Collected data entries
*** Block opens ***

Issue #14401, opened 2025-02-14
📅 Handling of event conversations


nickvergessen:
### How to use GitHub

* Please use the 👍 [reaction](https://blog.github.com/2016-03-10-add-reactions-to-pull-requests-issues-and-comments/) to show that you are interested into the same feature.
* Please don't comment if you have no relevant information to add. It's just extra noise for everyone subscribed to this issue.
* Subscribe to receive notifications on status change and new comments.

---

### Related issues
- https://github.com/nextcloud/spreed/issues/2448
- https://github.com/nextcloud/spreed/issues/13975

### Tracking
- API https://github.com/nextcloud/spreed/issues/14402
- Frontend https://github.com/nextcloud/spreed/issues/14403
- Android https://github.com/nextcloud/talk-android/issues/4713
- iOS https://github.com/nextcloud/talk-ios/issues/1986

nickvergessen:
Comments:
- Optional to be combined with "Tags", "Labels", "Categories", …
- Event conversations created via calendar integrations flood the left sidebar and should be "hidden" until "relevant" (1h before the meeting, 1h afterwards?, exit poll to retain or purge the conversation "soon")

nickvergessen:
- Give them a dedicated icon
- Replace subline with relative meeting time if "in the future"
- API needs to be extended to store an object_type and the meeting time
- Offer an option to archive now / delete in one day (moderator) in rooms of these object_type
- Hide event conversations until "timely close"
- Filter option to show all calendar events even when not time close

nickvergessen:
Object part in server's OCP\Talk connector: https://github.com/nextcloud/server/pull/50921

miaulalala:
- Hide room type EVENT if object id is smaller (timestamp - 3600 * 24)
- Archive room type EVENT if the last activty timestamp is (current - 3600*24*7) - i. e. if they haven't been used for a week and no new messages were sent
- When a call ends in the room type EVENT, show buttons to archive / delete the room immediately - similar to green "join call" button we have now in the chat area

PR #14510, opened 2025-02-27
fix(conversations): whitelist event object type

miaulalala:
Needed for https://github.com/nextcloud/spreed/issues/14401

### 🚧 Tasks

- [ ] ...

### 🏁 Checklist


lib/Controller/RoomController.php
```diff
@@ -705,6 +705,10 @@ protected function createEmptyRoom(string $roomName, bool $public = true, string
 		} elseif ($objectType === Room::OBJECT_TYPE_PHONE) {
 			// Ignoring any user input on this one
 			$objectId = $objectType;
+		} elseif ($objectType === Room::OBJECT_TYPE_EVENT) {
+			// Allow event rooms in future versions without breaking in older talk rooms that the same calendar version supports
```
nickvergessen, line 709:
```suggestion
			// Allow event rooms in future versions without breaking in older talk versions that the same calendar version supports
```

Sorry I failed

*** Block closes ***

Exercise directions: Repeat, exactly as they stand above, the lines from the line with "- Event conversations" to the line with "- Give them a dedicated icon", both lines included.

Answer to this problem:
- Event conversations created via calendar integrations flood the left sidebar and should be "hidden" until "relevant" (1h before the meeting, 1h afterwards?, exit poll to retain or purge the conversation "soon")

nickvergessen:
- Give them a dedicated icon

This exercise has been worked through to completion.